Records from a data source
****************************************
PR #1600, opened 2023-04-13
A hand-written deep copy avoiding copying some very large lists

vondele:
The api call api_active_runs turns out to be pretty expensive (4s if the load is small). This PR writes the strip_run in a way that avoids the deep copy of the large task lists directy. Would need a measurement on the dev server to see if it improves performance. Basically a before / after of `time wget https://dfts-0.pigazzini.it/api/active_runs`

### DIFF
--- a/server/fishtest/api.py
+++ b/server/fishtest/api.py
@@ -73,17 +73,30 @@ def validate_request(request):
 
 
 def strip_run(run):
-    run = copy.deepcopy(run)
-    if "tasks" in run:
-        run["tasks"] = []
-    if "bad_tasks" in run:
-        run["bad_tasks"] = []
-    if "spsa" in run["args"] and "param_history" in run["args"]["spsa"]:
-        run["args"]["spsa"]["param_history"] = []
-    run["_id"] = str(run["_id"])
-    run["start_time"] = str(run["start_time"])
-    run["last_updated"] = str(run["last_updated"])
-    return run
+    # a deep copy, avoiding copies of a few large lists.
+    stripped = {}
+    for k1, v1 in run.items():
+        if k1 in ["tasks", "bad_tasks"]:
+            stripped[k1] = []
+        elif k1 == "args":
+            stripped[k1] = {}
+            for k2, v2 in v1.items():
+                if k2 == "spsa":
+                    stripped[k1][k2] = {
+                        k3: [] if k3 == "param_history" else copy.deepcopy(v3)
+                        for k3, v3 in v2.items()
+                    }
+                else:
+                    stripped[k1][k2] = copy.deepcopy(v2)
+        else:
+            stripped[k1] = copy.deepcopy(v1)
+
+    # and some string conversions
+    stripped["_id"] = str(run["_id"])
+    stripped["start_time"] = str(run["start_time"])
+    stripped["last_updated"] = str(run["last_updated"])
+
+    return stripped
 
 
 @exception_view_config(HTTPBadRequest)


ppigazzini:
I'm loading on DEV the latest DB backup to have some dozens of active runs, no worker joined to have always the same active runs during the measurements.
I decorated `strip_run` with `profileit` as well.

ppigazzini (approved):

ppigazzini:
PROD updated, nice speedup, thank you @vondele :)

vdbergh:
It seems `/api/active_runs` became much faster! That's good since I plan to use it occasionally (every few hours) in the notification system as another line of defense against stale notifications (it is still possible to create them if you know what you are doing).

vondele:
it still is one of our most expensive api's so if you use it make sure it is indeed used with some guard in place. Contrary to the home page we don't have a cache for it. Current run profile:
```
# logging from [25/Apr/2023:03:22:36 +0000] to [25/Apr/2023:05:01:07 +0000] ########
# duration (seconds)            : 5911
# calls in total                : 50000
# calls per second              : 8
# calls not reaching the backend: 105
# calls handled by the backend  : 49895
                         /tests      337    257.823      0.765      0.020      2.004
               /api/update_task    30559    147.239      0.005      0.000      0.569
                       /actions       52    104.906      2.017      0.030      8.678
               /api/active_runs      104     87.565      0.842      0.341      2.348
                      /api/beat    11425     43.907      0.004      0.000      0.551
                /tests/finished       95     41.387      0.436      0.121      2.438
                   /api/actions     3041     37.180      0.012      0.002      1.252
                   /tests/user/       43     34.209      0.796      0.444      1.158
                   /tests/view/      239     20.734      0.087      0.003      3.286
              /api/request_task      924     19.665      0.021      0.006      0.477
           /api/request_version     1775     14.160      0.008      0.000      0.635
                /api/upload_pgn      438     13.421      0.031      0.003      0.345
                     /tests/run       30      7.456      0.249      0.001      2.153
                  /api/get_elo/      288      6.153      0.021      0.008      0.325
               /tests/live_elo/      112      2.148      0.019      0.003      0.402
              /api/request_spsa      208      0.872      0.004      0.000      0.062
                           /nns       28      0.704      0.025      0.007      0.177
                        /signup        8      0.546      0.068      0.001      0.373
               /api/failed_task       57      0.371      0.007      0.001      0.027
                         /users        3      0.361      0.120      0.087      0.167
                         /login       29      0.322      0.011      0.002      0.035
                      /api/pgn/        1      0.265      0.265      0.265      0.265
                       /api/nn/       51      0.211      0.004      0.003      0.014
                    /tests/stop        1      0.170      0.170      0.170      0.170
                  /tests/stats/        1      0.149      0.149      0.149      0.149
                 /tests/approve       12      0.109      0.009      0.006      0.012
                 /users/monthly        2      0.033      0.017      0.013      0.020
                       /pending        1      0.004      0.004      0.004      0.004

```

vdbergh:
>                       /actions       52    104.906      2.017      0.030      8.678

This line is a bit surprising. Consulting the event log should not take 2 seconds on average.

vondele:
well, these are measured timings, at nginx level, so probably quite accurate. Now, we have already accumulated 500k events if I see this correctly from the number of pages. I guess if there is any query that can bypass the index, it could be slow?

vdbergh:
> well, these are measured timings, at nginx level, so probably quite accurate. Now, we have already accumulated 500k events if I see this correctly from the number of pages. I guess if there is any query that can bypass the index, it could be slow?

I think it is not so easy to make a slow query since the search stops after 25 records. Pagination can be a bit slow (e.g. https://tests.stockfishchess.org/actions?page=22551 ) but I do not thing that people are doing that regularly.

vondele:
so we have the log of slow mongo operations (/var/log/mongodb/mongod.log)
```json
{"t":{"$date":"2023-04-25T07:19:10.339+00:00"},"s":"I",  "c":"COMMAND",  "id":51803,   "ctx":"conn8","msg":"Slow query","attr":{"type":"command","ns":"fishtest_new.actions","command":{"aggregate":"actions","pipeline":[{"$match":{"action":{"$nin":["system_event","update_stats","dead_task"]}}},{"$group":{"_id":1,"n":{"$sum":1}}}],"cursor":{},"lsid":{"id":{"$uuid":"b42ea8ce-2a0d-4822-b35b-d05a745ea4e3"}},"$db":"fishtest_new"},"planSummary":"IXSCAN { action: 1, _id: -1 }","keysExamined":563763,"docsExamined":0,"cursorExhausted":true,"numYields":563,"nreturned":1,"queryHash":"60F6A5AC","planCacheKey":"55633155","queryFramework":"classic","reslen":133,"locks":{"FeatureCompatibilityVersion":{"acquireCount":{"r":565}},"Global":{"acquireCount":{"r":565}},"Mutex":{"acquireCount":{"r":2}}},"storage":{},"remote":"127.0.0.1:35618","protocol":"op_msg","durationMillis":783}}
{"t":{"$date":"2023-04-25T07:19:10.716+00:00"},"s":"I",  "c":"COMMAND",  "id":51803,   "ctx":"conn18","msg":"Slow query","attr":{"type":"command","ns":"fishtest_new.actions","command":{"aggregate":"actions","pipeline":[{"$match":{"action":{"$nin":["system_event","update_stats","dead_task"]}}},{"$group":{"_id":1,"n":{"$sum":1}}}],"cursor":{},"lsid":{"id":{"$uuid":"0adbcff4-ea3c-42ec-9006-f74607242562"}},"$db":"fishtest_new"},"planSummary":"IXSCAN { action: 1, _id: -1 }","keysExamined":563763,"docsExamined":0,"cursorExhausted":true,"numYields":563,"nreturned":1,"queryHash":"60F6A5AC","planCacheKey":"55633155","queryFramework":"classic","reslen":133,"locks":{"FeatureCompatibilityVersion":{"acquireCount":{"r":565}},"Global":{"acquireCount":{"r":565}},"Mutex":{"acquireCount":{"r":2}}},"storage":{},"remote":"127.0.0.1:6662","protocol":"op_msg","durationMillis":778}}
{"t":{"$date":"2023-04-25T07:19:15.073+00:00"},"s":"I",  "c":"COMMAND",  "id":51803,   "ctx":"conn8","msg":"Slow query","attr":{"type":"command","ns":"fishtest_new.actions","command":{"find":"actions","filter":{"action":{"$nin":["system_event","update_stats","dead_task"]}},"sort":{"_id":-1},"skip":563750,"limit":25,"lsid":{"id":{"$uuid":"b42ea8ce-2a0d-4822-b35b-d05a745ea4e3"}},"$db":"fishtest_new"},"planSummary":"IXSCAN { _id: 1 }","keysExamined":947595,"docsExamined":947595,"fromMultiPlanner":true,"cursorExhausted":true,"numYields":1231,"nreturned":10,"queryHash":"1D081B0E","planCacheKey":"11DC8B40","queryFramework":"classic","reslen":1931,"locks":{"FeatureCompatibilityVersion":{"acquireCount":{"r":1232}},"Global":{"acquireCount":{"r":1232}},"Mutex":{"acquireCount":{"r":1}}},"storage":{},"remote":"127.0.0.1:35618","protocol":"op_msg","durationMillis":4700}}
{"t":{"$date":"2023-04-25T07:19:22.115+00:00"},"s":"I",  "c":"COMMAND",  "id":51803,   "ctx":"conn8","msg":"Slow query","attr":{"type":"command","ns":"fishtest_new.actions","command":{"aggregate":"actions","pipeline":[{"$match":{"action":{"$nin":["system_event","update_stats","dead_task"]}}},{"$group":{"_id":1,"n":{"$sum":1}}}],"cursor":{},"lsid":{"id":{"$uuid":"b42ea8ce-2a0d-4822-b35b-d05a745ea4e3"}},"$db":"fishtest_new"},"planSummary":"IXSCAN { action: 1, _id: -1 }","keysExamined":563763,"docsExamined":0,"cursorExhausted":true,"numYields":563,"nreturned":1,"queryHash":"60F6A5AC","planCacheKey":"55633155","queryFramework":"classic","reslen":133,"locks":{"FeatureCompatibilityVersion":{"acquireCount":{"r":565}},"Global":{"acquireCount":{"r":565}},"Mutex":{"acquireCount":{"r":2}}},"storage":{},"remote":"127.0.0.1:35618","protocol":"op_msg","durationMillis":835}}
{"t":{"$date":"2023-04-25T07:19:40.692+00:00"},"s":"I",  "c":"COMMAND",  "id":51803,   "ctx":"conn8","msg":"Slow query","attr":{"type":"command","ns":"fishtest_new.actions","command":{"aggregate":"actions","pipeline":[{"$match":{"action":{"$nin":["system_event","update_stats","dead_task"]}}},{"$group":{"_id":1,"n":{"$sum":1}}}],"cursor":{},"lsid":{"id":{"$uuid":"b42ea8ce-2a0d-4822-b35b-d05a745ea4e3"}},"$db":"fishtest_new"},"planSummary":"IXSCAN { action: 1, _id: -1 }","keysExamined":563763,"docsExamined":0,"cursorExhausted":true,"numYields":563,"nreturned":1,"queryHash":"60F6A5AC","planCacheKey":"55633155","queryFramework":"classic","reslen":133,"locks":{"FeatureCompatibilityVersion":{"acquireCount":{"r":565}},"Global":{"acquireCount":{"r":565}},"Mutex":{"acquireCount":{"r":2}}},"storage":{},"remote":"127.0.0.1:35618","protocol":"op_msg","durationMillis":753}}
```

vondele:
something likes querying the dead_tasks.

vondele:
no, that's right now in a quiet phase.

vondele:
In some of these events there seems to be a mongo hint / error message:
```json
{"t":{"$date":"2023-04-25T07:18:42.590+00:00"},"s":"I",  "c":"COMMAND",  "id":51803,   "ctx":"conn8","msg":"Slow query","attr":{"type":"command","ns":"fishtest_new.actions","command":{"find":"actions","filter":{"action":{"$nin":["system_event","update_stats","dead_task"]}},"sort":{"_id":-1},"skip":563750,"limit":25,"lsid":{"id":{"$uuid":"b42ea8ce-2a0d-4822-b35b-d05a745ea4e3"}},"$db":"fishtest_new"},"planSummary":"IXSCAN { _id: 1 }","keysExamined":947594,"docsExamined":947594,"fromMultiPlanner":true,"replanned":true,"replanReason":"cached plan was less efficient than expected: expected trial execution to take 711 works but it took at least 7110 works","cursorExhausted":true,"numYields":1239,"nreturned":10,"queryHash":"1D081B0E","planCacheKey":"11DC8B40","queryFramework":"classic","reslen":1931,"locks":{"FeatureCompatibilityVersion":{"acquireCount":{"r":1240}},"Global":{"acquireCount":{"r":1240}},"Mutex":{"acquireCount":{"r":1}}},"storage":{"data":{"bytesRead":1563166,"timeReadingMicros":34606}},"remote":"127.0.0.1:35618","protocol":"op_msg","durationMillis":4956}}
```

`"docsExamined":947594,"fromMultiPlanner":true,"replanned":true,"replanReason":"cached plan was less efficient than expected: expected trial execution to take 711 works but it took at least 7110 works","cursorExhausted"`

vdbergh:
Actually it is _not_ about dead tasks.  This is the query (see the `$nin`):
```json
{"find":"actions","filter":{"action":{"$nin":["system_event","update_stats","dead_task"]}},"sort":{"_id":-1},"skip":563750,"limit":25,"lsid":{"id":{"$uuid":"b42ea8ce-2a0d-4822-b35b-d05a745ea4e3"}},"$db":"fishtest_new"}
```
The `"skip":56375` is interesting. This is for pagination, which is indeed slow.

Other queries seems to contain a `$sum` aggregation which is necessary to count the total number of events (this in turn is necessary for pagination to work correctly).

vondele:
I looked for the error message, this seems to be explained here https://dba.stackexchange.com/questions/226405/why-mongo-is-choosing-the-wrong-index-execution-plan

vdbergh:
> so doing some counting on the log the one message appearing 50% of the time is `actions","command":{"aggregate":"actions","pipeline":[{"$match":{"action":{"$nin":["system_event","update_stats","dead_task"]}}},{"$group":{"_id":1,"n":{"$sum":1}}}],"cursor":{}`

Yes this is counting the total number of documents satisfying the query (see the `$group` and `$sum`). This is necessary for pagination to work correctly.

I am thinking that the index that is designed for this is wrong (so mongo does not use it).
```python
 db["actions"].create_index([("action", ASCENDING), ("_id", DESCENDING)])
```
I think it should be
```
python
 db["actions"].create_index([("_id", DESCENDING), ("action", ASCENDING)])
```
Then mongodb could just scan the index and filter according to "action" (without having to retrieve the documents).

vdbergh:
So the counting takes 800ms. I think we can speed this up a lot by counting only up to a certain _id and then add a constant.

vondele:
might be, the slowest queries are the one with the error message however `"durationMillis":4956`

vdbergh:
> might be, the slowest queries are the one with the error message however `"durationMillis":4956`

Yes that's the one requesting a page at the end of the collection. I think this can be sped up by altering the compound index, as I explained above.

dav1312:
> we can speed this up a lot by counting only up to a certain _id and then add a constant.

Aren't you assuming that the database will have that _id and X amounts of entries? What if I want to run fishtest locally for development?

noobpwnftw:
So, won't it be easier to just write those numbers down somewhere and update the counters with each add/delete/edit?

vdbergh:
> So, won't it be easier to just write those numbers down somewhere and update the counters with each add/delete/edit?

Yes an option could be to do it in actiondb at every insert (the event log is immutable so there is no delete/edit).

However I would prefer not to pollute actiondb  with special case code to help with certain queries.

noobpwnftw:
While you'd prefer a special case index to do just that?

vdbergh:
> While you'd prefer a special case index to do just that?

Where did I say that? This has nothing to do with indices. 

What I am saying is that to know the total event count it is sufficient to count the events that happened after server startup. We could keep counters as you suggest, but this is unnecessary since just querying the db will be very fast.

noobpwnftw:
What is unnecessary is having to create indexes for pagination. In rundb there are indexes for green, yellow, tc, some combination of them but not all, sooner or later those indexes will be larger than the data itself and they are mostly there to make pagination work or if someone looks at page 10000, but are they really worth the effort than doing COLLSCAN anyways?

vdbergh:
> What is unnecessary is having to create indexes for pagination. In rundb there are indexes for green, yellow, tc, some combination of them but not all, sooner or later those indexes will be larger than the data itself and they are mostly there to make pagination work or if someone looks at page 10000, but are they really worth the effort than doing COLLSCAN anyways?

Now you are talking about the pagination itself and not the document count. So another issue. 

There is already an index that is supposed to help with pagination but it has the wrong definition so mongodb correctly ignores it (see the above discussion). So I was proposing to fix the index - not to create a new one.

Personally I think that correct pagination, also for high pages numbers, gives a professional feel to fishtest.

noobpwnftw:
Unfortunately professionals don't double cache DB content in RAM, so maybe it's just for the feel.

vdbergh:
> As for counting at startup and stay in memory, I completely ignored it due to bad practice, it limits active server instances that can write actions to one, or they won't be counting events written by others. 

It does no such things....  Of course determining the event count at startup needs to be done with a lock but that's it. After that there is no impact whatsoever.

noobpwnftw:
So what about having multiple server instances for API and webpage views?

vdbergh:
> So what about having multiple server instances for API and webpage views?

No problem. Each individual instance will have its own count (which do not have to be all the same).

noobpwnftw:
Then the total count seen on the webpage may not match the actual count of records in the database, how does this work with pagination? Some pages in the end disappearing?

vdbergh:
> Then the total count seen on the webpage may not match the actual count of records in the database, how does this work with pagination? Some pages in the end disappearing?

I really don't understand what you arguing about. 
```
total_count=count_strictly_after_X+count_before_X
```
At startup we fix X and determine count_before_X (under lock to account for multithreading). 
Afterwards we query the actiondb for count_strictly_after_X.

noobpwnftw:
I really don't understand how doing so improves anything, so for a document count without queries, there are already indexes for that, for a document count with query, without adding more indexes but having a `count_strictly_after_X` does what exactly? Do you not include those in the results?

vdbergh:
> I really don't understand how doing so improves anything, so for a document count without queries, there are already indexes for that, for a document count with query, without adding more indexes but having a `count_strictly_after_X` does what exactly? Do you not include those in the results?

Currently a document count without queries (except for the standard exclusions: dead tasks and system events) seems to take 800ms (it has to scan the whole index of > 500000 entries). This can be reduced to 0ms. Vondele's profile https://github.com/glinscott/fishtest/pull/1600#issuecomment-1521155630 shows that this makes a difference.

noobpwnftw:
Look, so that's with queries in the DB perspective, it'll have to go through every document to see whether they match, now, I agree that doing it once will reduce the scope(and you can even do incremental updates) for your next queries, but it will not fix the fact that they are slow to lookup due to lacking index on the actual queries. Excluding half-decent solutions like DB or runtime counters, can we actually move those exclusions to a separate database?

vdbergh:
> Look, so that's with queries in the DB perspective, it'll have to go through every document to see whether they match, now, I agree that doing it once will reduce the scope(and you can even do incremental updates) for your next queries, but it will not fix the fact that they are slow to lookup due to lacking index on the actual queries. Excluding half-decent solutions like DB or runtime counters, can we actually move those exclusions to a separate database?

Look,  Vondele has pinpointed two bottlenecks by logging the db  and I have proposed correct solutions for both.  If other problems appear they can be dealt with when they appear. I don't think there is a point continuing this discussion.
****************************************
- **WORK TASK**
Copy out the data above word for word, starting at its first line and ending with the line that contains "few large lists.".

- **FINISHED EXERCISE**
PR #1600, opened 2023-04-13
A hand-written deep copy avoiding copying some very large lists

vondele:
The api call api_active_runs turns out to be pretty expensive (4s if the load is small). This PR writes the strip_run in a way that avoids the deep copy of the large task lists directy. Would need a measurement on the dev server to see if it improves performance. Basically a before / after of `time wget https://dfts-0.pigazzini.it/api/active_runs`

### DIFF
--- a/server/fishtest/api.py
+++ b/server/fishtest/api.py
@@ -73,17 +73,30 @@ def validate_request(request):
 
 
 def strip_run(run):
-    run = copy.deepcopy(run)
-    if "tasks" in run:
-        run["tasks"] = []
-    if "bad_tasks" in run:
-        run["bad_tasks"] = []
-    if "spsa" in run["args"] and "param_history" in run["args"]["spsa"]:
-        run["args"]["spsa"]["param_history"] = []
-    run["_id"] = str(run["_id"])
-    run["start_time"] = str(run["start_time"])
-    run["last_updated"] = str(run["last_updated"])
-    return run
+    # a deep copy, avoiding copies of a few large lists.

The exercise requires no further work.